実施形態の非水電解質電池用電極活物質は、SiOx(1.8≦x≦2.2)で表されるケイ素酸化物粒子と、炭素材料とを持つ。ケイ素酸化物粒子は、全反射測定法(Attenuated Total Reflection:ATR)により測定した赤外吸収スペクトル(IRスペクトル)において、800〜820cm−1の範囲に最大値を持つ第1のピーク、1030〜1050cm−1の範囲に最大値を持つ第2のピーク、1085〜1115cm−1の範囲に最大値を持つ第3のピーク、および1160〜1210cm−1の範囲に最大値を持つ第4のピークを有する。前記第2のピークの面積は、前記第1〜第4のピークの面積の合計に対して10%以上75%以下の範囲にある。

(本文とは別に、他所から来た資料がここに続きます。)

PR #1662, opened 2019-04-11
Improve basic documentation

li-kai:
As per title. I tried to change the structure and language to be more accommodating to beginners.


yangshun:
@li-kai You deserve a medal 🏅

PR #1689, opened 2019-04-14
Ignore tetris folder in test coverage

li-kai:
This prevents coveralls from failing a build, as coverage from the test is pretty inconsistent.


ZhangYiJiang:
Good idea, but I don't think this is working. The test coverage has not gone down by ~8% which is the amount it increased by when I added the test. This is probably because it's just ignoring coverage of code from that folder, and not the test in the folder (or you've just configured it wrong)

li-kai:
Turns out its `/views/tetris` and not `/tetris`. Doh.

li-kai:
@ZhangYiJiang ping

ZhangYiJiang:
@li-kai I think adding `.skip`, so that it doesn't run on CI is a better idea. The coverage skip just ignores coverage of code in the tetris folder, not for coverage originating from tests in the folder, so it doesn't quite achieve what you want.

li-kai:
@ZhangYiJiang That is the intention, keep the code coverage at a constant but the test passing. That way if tetris fails, we know, but won't have PRs get the red check because the coverage decreased.

ZhangYiJiang:
No, the tests are integration tests, so they affect coverage of code outside `/views/tetris`, and because they are fuzzed (ie. randomized) their coverage also changes, so skipping coverage on the tetris folder won't fix this problem

li-kai:
Ah right. Code outside of the path.

li-kai:
Woops didn't see that you skipped the test.

ZhangYiJiang:
Closing this in favor of #1777

PR #1857, opened 2019-06-16
Move module search page loading indicator to search box

taneliang:
## Context

https://github.com/nusmodifications/nusmods/issues/1775#issuecomment-502332444

Search loading indicator is distracting and is not visible when scrolled down
image

This PR moves the search indicator from the stats component into the search box. When a search is loading, the search icon will be replaced by a loading indicator.

The loading indicator doesn't smoothly transition between itself and the search icon, so it's still pretty ugly. @jiholim if you could provide any suggestions that'll be great!

I've also tried replacing the input field clear button with the spinner, but:
1. The code will be pretty ugly as the clear button is added by the browser and has to be hidden when the spinner is shown.
2. Also, the clear button is currently touching the right edge of the screen on `xs`. We cannot fix that by adding right padding, because that'll truncate the placeholder text. This means that if we want to replace the clear button with the spinner on `xs`, it either needs to also touch the edge or it'll jump to a more reasonable location, which is also ugly.

### >= `lg`

localhost_8080_modules

### `sm`
localhost_8080_modules (4)

### `xs`

localhost_8080_modules (3)


li-kai:
I'd leave a bit more padding to the right of the search icon. Right now it's a little too close. Perhaps @jiholim can give a better opinion.

taneliang:
@jiholim when you notice the uglyness of this page pls forgive us :pray:

jiholim:
Oh psps was busy with Mobbin stuff 😥. Usually the loading indicator appears at the top of search result content area (not in the searchfield) but I think our implementation looks fresh haha - agree with @li-kai that more padding to right would look better.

第2の実施形態に係る電極の概念図。 第3の実施形態に係る非水電解質電池の一例を示す断面図。 図2中に示したA部の拡大断面図。 第3の実施形態に係る非水電解質電池の他の例を示す部分切欠斜視図。 図4中に示したB部の拡大断面図。 第4の実施形態に係る電池パックの概念図。 第4の実施形態に係る電池パックの電気回路を示すブロック図。 ATR法により測定したIRスペクトルを示す図。

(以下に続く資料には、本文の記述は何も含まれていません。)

PR #1861, opened 2019-06-18
Update browserlist

li-kai:
## Context
Run the scraper for new browserlist support

## Implementation

Run `yarn start` in packages/browserslist-config-nusmods
Find '9.1' and fix config where applicable.
1. Remove bowser checks with `String.prototype.padStart` which is a fairly new ES6 method which we no longer polyfill.
1. Remove body's `height: auto` fix for iOS 9. Might break older iOS versions.
1. Enable arrow functions minification. Might break older browsers.

## Other Information

Good riddance Safari 9.1.


li-kai:
Closing and reopening to trigger packtracker.

PR #1893, opened 2019-07-03
Update NUSMods for AY19/20

taneliang:


MAINTENANCE.md
```diff
@@ -4,8 +4,15 @@ Create a new issue on GitHub with this checklist after the finals every semester
...
 
-- [ ] Update academic year in `app-config.json`
-- [ ] Update with next year's holiday data and delete old data
+- [ ] On server: update academic year in `scrapers/nus-v2/src/config.ts`
+- [ ] Ensure that scraper is scraping next AY's data
+- [ ] Update academic year and semester in `app-config.json`, and add current academic year to archive years
+- [ ] Update with next year's holiday data from https://github.com/rjchow/singapore_public_holidays and delete old data, then run `scripts/holidays-csv-to-json.js`
+- [ ] Add announcement to website
+- [ ] Update academic year in `api/search/src/index.ts`
+- [ ] On server: Update academic year in export/.env
```
ZhangYiJiang: /nit Can remove some of the older semester stuff

export/.env.example
```diff
@@ -1,5 +1,5 @@
 # For explanation about these values, refer to config.js
-ACADEMIC_YEAR=2017-2018
+ACADEMIC_YEAR=2018-2019
```
ZhangYiJiang: Remember to update this file on the server too

scrapers/nus-v2/src/tasks/GetSemesterExams.ts
```diff
@@ -78,7 +78,11 @@ export default class GetSemesterExams extends BaseTask implements Task<void, Out
         this.logger,
       );
     } catch (e) {
-      throw new TaskError('Cannot get exam data', this, e);
+      this.logger.error(
```
ZhangYiJiang: This will always be logged by Sentry. If this is *expected*, then we shouldn’t log at the error level

website/src/actions/__snapshots__/moduleBank.test.ts.snap
```diff
@@ -26,6 +26,18 @@ Array [
       "type": "FETCH_ARCHIVE_MODULE",
     },
   ],
+  Array [
```
ZhangYiJiang: Should fix this later, I thought we had mocked config, hmmm

scrapers/nus-v2/src/tasks/GetSemesterExams.ts
taneliang: I think it's a gray area though. Although we're expecting the API to fail now, we also want to know if it's failing during normal times? I'm not sure when they're going to finalize and release that data.

export/.env.example
taneliang: Yep, it's in the maintenance checklist

PR #1915, opened 2019-07-07
Fix 16 lint warnings

taneliang:
Down from 44 lint warnings to 28! More will fix themselves once the new search is unreverted -- a few lint warnings are in the nuked code.


website/src/views/components/filters/DropdownListFilters.tsx
```diff
@@ -53,7 +53,7 @@ export class DropdownListFiltersComponent extends React.PureComponent<Props, Sta
   };
 
   onOuterClick = () => {
-    this.setState({ inputValue: this.state.inputValue });
+    this.setState((prevState) => ({ inputValue: prevState.inputValue }));
```
ZhangYiJiang: This was added to preserve the input after search loses focus. Please check that this still works.

ZhangYiJiang: This doesn't preserve the previous text entered when focus is lost, unfortunately. There should be a proper way to do this, but last time I checked when reviewing the PR that added this this was the only way

website/src/views/today/TodayContainer/TodayContainer.tsx
```diff
@@ -130,22 +130,24 @@ export class TodayContainerComponent extends React.PureComponent<Props, State> {
...
       })
       .catch(captureException);
 
     weatherAPI
       .fourDay()
       .then((forecasts) => {
-        this.setState(
-          produce(this.state, (draft) => {
+        this.setState((prevState) => {
+          produce(prevState, (draft) => {
```
ZhangYiJiang: You should be able to remove the first parameter so that `produce` returns a function that updates prevState passed in from setState

website/src/views/components/filters/DropdownListFilters.tsx
taneliang: This function no longer exists in its current form on master (it's been reimplemented with hooks, so it doesn't have this issue)

website/src/views/today/TodayContainer/TodayContainer.tsx
taneliang: Cool trick!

以下、実施形態の非水電解質電池用電極活物質、非水電解質電池用電極、非水電解質電池及び電池パックを、図面を参照して説明する。
(第1の実施形態)
第1の実施形態では、非水電解質電池用電極活物質が提供される。以下、本実施形態の非水電解質電池用電極活物質を、非水電解質電池の負極の活物質合剤層に用いる活物質として説明するが、本実施形態の活物質は正極の活物質合剤層に用いる活物質にも用いることができる。また、活物質を用いた電極は、非水電解質二次電池に用いるものとして説明するが、実施形態の活物質を用いる電極は、様々な電池に用いることができる。
第1の実施形態の非水電解質電池用電極活物質は、SiOx(1.8≦x≦2.2)で表されるケイ素酸化物粒子と炭素材料とを含む複合粒子である。
ケイ素酸化物中のSi−O結合は鎖状・環状構造を形成し、透過IRスペクトルにおいて特徴的な吸収を発現することが知られている。発明者は、各種ケイ素酸化物を検討するなかで、以下の特徴を有するケイ素酸化物粒子は非水電解質電池用電極活物質の材料として好ましいことを見出した。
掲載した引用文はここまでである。